Amidst Diwali celebrations, gold takes the spotlight, not just for traditional reasons but also due to global uncertainties like the Israel-Hamas conflict. The question arises: is gold purchased for sentiment or as a strategic asset? In a recent Moneycontrol Twitter Spaces discussion on November 9, experts Vikram Dhawan and Poonam Rungta focused on the digital methods of gold investment. Here are the key insights:
Gold's Ascension:
Vikram Dhawan highlights why gold prices are on the rise:
1. Central banks, including China and Russia, are increasing gold reserves to counter potential US-related challenges.
2. Physical gold demand remains strong.
3. Growing awareness of gold as a sound investment.
4. Geopolitical tensions could further boost gold prices.
5. Gold lacks credit risk and is a liquid asset.
Optimal Gold Investments:
Vikram Dhawan recommends Gold ETFs and Silver ETFs for their liquidity and standardized underlying gold bars.

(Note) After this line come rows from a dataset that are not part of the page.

PR #1026, opened 2024-11-04
Update to clang format 18

simonpintarelli:
- Update `clang-format` in github actions from 17 to 18
- reformat the code (didn't manage to tweak the option such that there is no diff between the two versions)

### DIFF
--- a/.clang-format
+++ b/.clang-format
@@ -26,6 +26,7 @@ UseTab: Never
 AllowShortFunctionsOnASingleLine: 'None'
 AllowShortIfStatementsOnASingleLine : 'false'
 AllowShortLoopsOnASingleLine: 'false'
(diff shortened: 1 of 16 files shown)


toxa81:
It's OK to re-apply the format, but it should be done in a standalone PR.

simonpintarelli:
I'm trying to figure out the options to make the least changes in a reformat.

simonpintarelli:
@mtaillefumier could you please check if this is consistent with clang-format of llvm 17?

mtaillefumier:
I will do that right away

mtaillefumier (approved):
I applied the formating script locally and no change to the files. This seems to fix the issue I had last week. Thanks.

Approved

toxa81 (approved):
OK to me

PR #1031, opened 2024-11-25
[API] pass data back to QE

gsavva:
Implementation of more API functions to pass data from SIRIUS to QE:
- density matrix
- local and non-local occupation matrix

Linked to [PR#69](https://github.com/electronic-structure/q-e-sirius/pull/69) on the `q-e-sirius` side

### DIFF
--- a/src/api/sirius.f90
+++ b/src/api/sirius.f90
@@ -6303,32 +6303,37 @@ deallocate(file_name_c_type)
 end subroutine sirius_load_state
 
 !
-!> @brief Set density matrix.
+!> @brief Access (get or set) density matrix.
 !> @param [in] gs_handler Ground-state handler.
+!> @param [in] access_type Access type ("get" or "set").
 !> @param [in] ia Index of atom.
-!> @param [in] dm Input density matrix.
+!> @param [inout] dm Input density matrix.
 !> @param [in] ld Leading dimension of the density matrix.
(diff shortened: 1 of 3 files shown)


toxa81:
I have one proposal to consider: how about making a common "access" function that get/sets matrices in a single place? For example:
```
if (access == "get") {
  qe_matrix = sirius_matrix;
} else {
sirius_matrix=qe_matrix;
}
```
 and the structure of the `for` loops over l,m indices will remain the same

gsavva:
@toxa81 thanks for the suggestion on implementing a single "access" function.
I've completed all the necessary changes, both here and in `q-e-sirius` side ([PR#69](https://github.com/electronic-structure/q-e-sirius/pull/69))
It remains to be tested thoroughly...

gsavva:
FYI, the part for the non-local occupation matrix has a bug.
A local test, scf+U+V, runs and converges as expected but [this error](https://github.com/electronic-structure/SIRIUS/blob/feature/more_API_functions/src/api/sirius_api.cpp#L6731) is given out.
I'm investigating it...

gsavva:
After some fixes on the q-e-sirius side, this should be good to merge.
I've done a few tests locally and the restart works in the case of scf+U+V.
@toxa81 @mtaillefumier please review this PR

toxa81 (approved):
looks fine

PR #1032, opened 2024-11-27
[refactoring] minor changes to the source code

toxa81:
* use common naming convention for Gaunt coefficients
* fix return type of <R|Y|R> Gaunt coefficients

ping @mtaillefumier for review

### DIFF
--- a/src/core/sht/sht.hpp
+++ b/src/core/sht/sht.hpp
@@ -266,24 +266,6 @@ class SHT // TODO: better name
         }
     }
 
-    /// Convert from Ylm to Rlm representation.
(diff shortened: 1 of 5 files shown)


toxa81:
cscs-ci run default

toxa81:
@mtaillefumier <R|Y|R> gaunt coefficients were treated as real. Made them complex. This is used in one place in SO code, can you please check?

mtaillefumier (approved):
We use the Clebsh Gordan coefficients in the SO case so I do not think this refactoring should affect SO calculations at all.

PR #1033, opened 2024-11-28
[fix] Gamma-point collinear case

toxa81:
There was too strict check of the spin component. Fixed now.


toxa81:
Strage.. I can run all tests on my Linux workstation

toxa81:
cscs-ci run default

simonpintarelli (approved):
lgtm

PR #1034, opened 2024-11-28
touch file

toxa81:


toxa81:
@simonpintarelli @mtaillefumier I don't get this. Last merged PR to develop is greenlighted. All was good. I make a single character change, and this PR fails.

toxa81:
cscs-ci run default

simonpintarelli:
I'm getting the same diff,  clang-format removes the additional newline in `src/_header_file_template.hpp`

toxa81:
> I'm getting the same diff, clang-format removes the additional newline in `src/_header_file_template.hpp`

yes, it's just to introduce a difference so CI can be triggered.

simonpintarelli:
Ah ok, I was only looking at the formatting change. 

I'll try to run it locally. The unit tests are failing with SIGPIPE.

simonpintarelli:
ok, after undoing and reapplying the whitespace commit :), it looks like a glitch with sarus which caused the PIPE error.

PR #1037, opened 2024-12-11
[refactor] valence D-matrix in Potential class

toxa81:
Logically, D-operator matrix must be part of the Potential class as it represent non-local part of pseudopotential. It is already generated in Potential, but was stored in Atom for no good reason.


simonpintarelli (approved):
lgtm

PR #421, opened 2020-02-29
Make sure all notes are at least 1px wide

cifkao:
Adding a `minNoteLength` parameter (1 px by default) to make sure very short notes are visible and don't cause errors when they are shorter than `noteSpacing`.


notwaldorf:
In your use of this do you use a non-1px value? I would be very ok with making sure the width is always at least 1, and not exposing it as a new config option

cifkao:
Sure, 1px is fine.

Physical gold involves higher costs (making charges, GST) compared to ETFs.
Poonam Rungta favors Sovereign Gold Bonds (SGBs) for being tradable in demat mode, suggesting a necessary lock-in period for discipline.
Digital Gold for Asset Allocation:
Poonam Rungta notes a shift in mindset, especially among young investors, who view digital gold as part of strategic asset allocation (5-10% of the portfolio).
Investment Strategies:
- SIPs are not available for ETFs but can be considered for gold mutual funds, which invest in gold ETFs.
- Multi-asset allocation funds provide diversification, with fund managers deciding allocations among equity, debt, and gold.
Caution on Gold Accumulation Plans:
Poonam Rungta discourages investing in unregulated gold accumulation plans offered by jewelers, emphasizing the reliability of SEBI or RBI-governed products like Gold ETFs, mutual funds, and SGBs.
Vikram Dhawan echoes this sentiment, stressing the importance of choosing regulated investments for dispute resolution.